Тайная вечеря — страница 2 из 37

— А я так и так вниз не вернусь. Дураков нету!

В моей квартире, расположенной прямо над кафе, испортился кондиционер. Отложив полученное от Аристона домашнее задание, я взял фотоаппарат и снова вышел на улицу. Автобусы по маршруту, ведущему на другую сторону реки, к зданию бывшего адмиралтейства, не ходили. На месте остановки, рядом с которой на днях взорвался набитый людьми автобус, все еще зияла дыра, обнесенная — скорее всего, лишь для проформы — полицейской лентой. По раскаленной солнцем, почти пустой улице я добрался до холма Пророков. На смотровой площадке возле огромных подзорных труб, где всегда крутились туристы, никого не было. Но — о чудо — фуникулер, построенный еще при англичанах, действовал. Я сразу углядел два голубых вагончика, медленно разъезжающихся на полпути, в том самом месте, где среди оливковых рощ, окруженный оградой из кипарисов, высился коптский монастырь. Внизу, за нешироким руслом высохшего ручья, раскинулся старый город, опоясанный стенами, из-за которых выстреливали в небо минареты и башни христианских храмов.

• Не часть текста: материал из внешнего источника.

PR #5126, opened 2026-07-20
Skip temporary prediction for opfl modes.

jadhuran:
Skip process_compound_inter() function for opfl modes.

Tests - cpu-used =1
Results (RA):

A1 - 17 frames
A2 - 33 frames

MR7

### DIFF
--- a/av2/encoder/rdopt.c
+++ b/av2/encoder/rdopt.c
@@ -4887,10 +4887,15 @@ static void evaluate_inter_predictor(AV2_COMP *const cpi,
   }
 
   int compmode_interinter_cost = 0;
-
+  int is_opfl_mode =
+      (cpi->sf.inter_sf.skip_temporary_pred_for_opfl &&
+       mbmi->mode >= NEAR_NEARMV_OPTFLOW && mbmi->mode < COMP_INTER_MODE_END)
+          ? 1
+          : 0;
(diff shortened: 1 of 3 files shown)


yeqing-wu:
Hi @jadhuran,

Thanks for your optimizations. I’m curious about the OPFL mode. I believe we always use the default COMPOUND_TYPE (COMPOUND_AVERAGE) and the default interpolation filter (MULTITAP_SHARP) for OPFL modes, so we don’t need to search for the compound weight mode and interpolation filter. Why does this code change save nearly 2% encoding time? Is it because the current code still conducts unnecessary searches?

Thanks
Yeqing

jadhuran:
> Yes, we do not need temporary predictions for opfl modes to skip masked compound types as they are not used for opfl modes.
> 
> Further, by doing this, we are also reducing repeated opfl predictions. We have tested this runtime savings several times.

Yes, we do not need temporary predictions for opfl modes to skip masked compound types as they are not used for opfl modes.

Further, by doing this, we are also reducing repeated opfl predictions. We have tested this runtime savings several times.

However, since we have some early terminations based on cost, when we try to skip this process for all modes that do not support masked compound types, run time savings is not much.

yeqing-wu (approved):
LGTM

Вагончик времен королевы Виктории медленно полз наверх, а я думал об Аристоне, который своим ученикам назначал встречу в разных частях города, как будто обучение греческому языку требовало строжайшей конспирации. Для объяснения его абсурдной блажи можно было найти много причин, но сейчас, пока я поджидал голубой вагончик фуникулера, который уже миновал коптский монастырь и упорно взбирался в гору вдоль стены еврейского кладбища, меня вдруг осенило. Аристон всегда старался подбирать тексты так, чтобы они, хотя бы косвенно, были связаны с местом, где проходил урок. Но почему однажды он повел меня именно на этот холм, никакой связи с «Апологией» Аристида не имеющий? О чем тогда шла речь? Аристид обратился к императору Адриану с такими словами:

«Называют богом также и Диониса, того, который устраивал ночные оргии, был учителем пьянства, соблазнял окружающих его женщин, бесновался. Позднее он был съеден Титанами. Итак, если Дионис, снедаемый Титанами, не был в состоянии помочь самому себе, но был беснующимся, пьяницей и беглецом, то какой же он был бог? <…> И каким образом мог помочь другим тот, кто не мог спасти самого себя? Иное дело Иисус…»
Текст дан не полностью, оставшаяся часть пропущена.